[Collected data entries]
*** Block opens ***
PR #371, opened 2020-11-06
[DMS] Address autocomplete text fields

### LINKED ISSUE #282: [DMS] Add address text fields to billing step

KoolCards:
- Merges @ML-Chen work with mine to close #282 .


components/LocationAutocompleteInput.tsx
```diff
@@ -11,8 +11,13 @@ import { SearchIcon } from "@core/icons";
...
 import config from "config";
 
+interface StyleProps {
+  textVariant?: keyof typeof typographyStyles;
+}
+
 const useStyles = makeStyles({
-  textStyle: typographyStyles.caption,
+  // @ts-ignore: Pretty sure bug in mui types
+  textStyle: (props: StyleProps) => typographyStyles[props.textVariant], // eslint-disable-line
```
KoolCards: Couldn't figure out why I was getting a lint error here.

components/donation/form/DonationPageForm.tsx
```diff
@@ -36,6 +36,12 @@ const useStyles = makeStyles({
     marginTop: 8,
     marginBottom: 8,
     minHeight: 260
+  },
```
KoolCards, line 40: Increasing the card height only for the Billing Step because of the added text fields.

components/LocationAutocompleteInput.tsx
PC98: You are getting lint error since `textVariant` can be `undefined`. You should either make it required or provide a default value.

components/LocationAutocompleteInput.tsx
```diff
@@ -35,32 +40,43 @@ function loadScript(src: string, position: HTMLElement | null, id: string) {
...
+  outlined = true,
+  textVariant = "caption"
 }) => {
-  const { textStyle, highlightedText, inputAdornmentRoot } = useStyles();
+  const { textStyle, highlightedText, inputAdornmentRoot } = useStyles({
+    textVariant
+  });
   const [value, setValue] = useState<PlaceType | null>(defaultValue);
-  const [inputValue, setInputValue] = useState("");
+  const [inputValue, setInputValue] = useState(defaultInputValue);
```
PC98: I like the idea of using a `defaultInputValue`. We can consider removing `defaultValue` though since no component seems to be using it and `defaultValue ` vs. `defaultInputValue ` is confusing.

components/LocationAutocompleteInput.tsx
```diff
@@ -156,27 +173,30 @@ const LocationAutocompleteInput: React.FC<Props> = ({
...
         }
-
-        setValue(newValue);
       }}
       onInputChange={(event, newInputValue) => {
         setInputValue(newInputValue);
+        parentInputChangeCallback && parentInputChangeCallback(newInputValue);
       }}
-      onClose={() => void (clearInputOnClose && setValue(null))}
+      disableClearable={!clearInputOnClose}
```
PC98: Why do we need `disableClearable={!clearInputOnClose}`?

Also I think you might have to edit `onClose` to be `onClose={() => void (clearInputOnClose && setInputValue(''))}` since `inputValue` controls what gets displayed to the user.

components/LocationAutocompleteInput.tsx
```diff
@@ -35,32 +40,43 @@ function loadScript(src: string, position: HTMLElement | null, id: string) {
...
+  clearInputOnClose = false,
+  freeSolo = false,
+  outlined = true,
+  textVariant = "caption"
 }) => {
-  const { textStyle, highlightedText, inputAdornmentRoot } = useStyles();
+  const { textStyle, highlightedText, inputAdornmentRoot } = useStyles({
+    textVariant
+  });
   const [value, setValue] = useState<PlaceType | null>(defaultValue);
```
PC98: now that we are not using `value` to control the state of our auto-complete, do you think we can just use a `useRef` to store it as opposed to `useState`?

components/LocationAutocompleteInput.tsx
```diff
@@ -156,27 +173,30 @@ const LocationAutocompleteInput: React.FC<Props> = ({
       includeInputInList
       filterSelectedOptions
       fullWidth={fullWidth}
-      value={value}
+      value={inputValue}
       onChange={(
         event: React.ChangeEvent<unknown>,
-        newValue: PlaceType | null
+        newValue: PlaceType | string | null
       ) => {
```
PC98: I just realized we can omit these types:
```javascript
onChange={(event, newValue) => {
```

components/donation/form/DonationPageForm.tsx
```diff
@@ -36,6 +36,12 @@ const useStyles = makeStyles({
...
+  billingContentContainer: {
+    flex: 7,
+    marginTop: 8,
+    marginBottom: 8,
```
PC98: remove the duplicate styles and use `clsx` below (see suggestion)

components/donation/form/DonationPageForm.tsx
```diff
@@ -232,7 +239,7 @@ const DonationPageForm: React.FC<Props> = ({
           curStepIndex={curStepIndex}
           stepTitles={STEPS.map(_ => _.title)}
         />
-        <div className={contentContainer}>{componentJSX}</div>
+        <div className={dynamicContentContainer}>{componentJSX}</div>
```
PC98:
```javascript
<div
  className={clsx(
    contentContainer,
    step.title === "Billing" && billingContentContainer
  )}
>
```
I am also guilty of doing this but let's try to avoid using `useMemo` for inexpensive computation like string equality.

components/LocationAutocompleteInput.tsx
KoolCards: I added disableClearable because I personally didn't like the "x" button to delete the address input, and I don't think address inputs generally have this feature. Good catch on the second point.

ML-Chen:
When I go from to the Billing step, the header Donation Amount > Billing > Payment > Review jumps up a tiny but noticeable amount, and it jumps back down when I leave the step. Only at certain zoom levels though for some reason. The image in the background also shifts since the page has resized. Maybe we could try to just put the City, State, and Zipcode all on one line?

components/LocationAutocompleteInput.tsx
```diff
@@ -11,8 +11,13 @@ import { SearchIcon } from "@core/icons";
...
 import config from "config";
 
+interface StyleProps {
+  textVariant: keyof typeof typographyStyles;
+}
+
 const useStyles = makeStyles({
-  textStyle: typographyStyles.caption,
+  // @ts-ignore: Pretty sure bug in mui types
+  textStyle: (props: StyleProps) => typographyStyles[props.textVariant],
```
ML-Chen, line 20: I think Material UI expects the function to return a CreateCSSProperties object like `{ root: typographyStyles[props.textVariant] }`.
nah nvm this seems to work for some reason:
```ts
const useStyles2 = makeStyles({
  // style rule
  foo: (props: { color: "blue"; backgroundColor: "blue" }) => ({
    backgroundColor: props.backgroundColor
  }),
  bar: {
    // CSS property
    color: (props: { color: "blue"; backgroundColor: "blue" }) => props.color
  }
});
```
*** Block closes ***
_YOUR INSTRUCTIONS_
Lines in the records above that carry the word "StyleProps" are to be located and copied.

_YOUR RESPONSE_
+interface StyleProps {
+  textStyle: (props: StyleProps) => typographyStyles[props.textVariant], // eslint-disable-line
+interface StyleProps {
+  textStyle: (props: StyleProps) => typographyStyles[props.textVariant],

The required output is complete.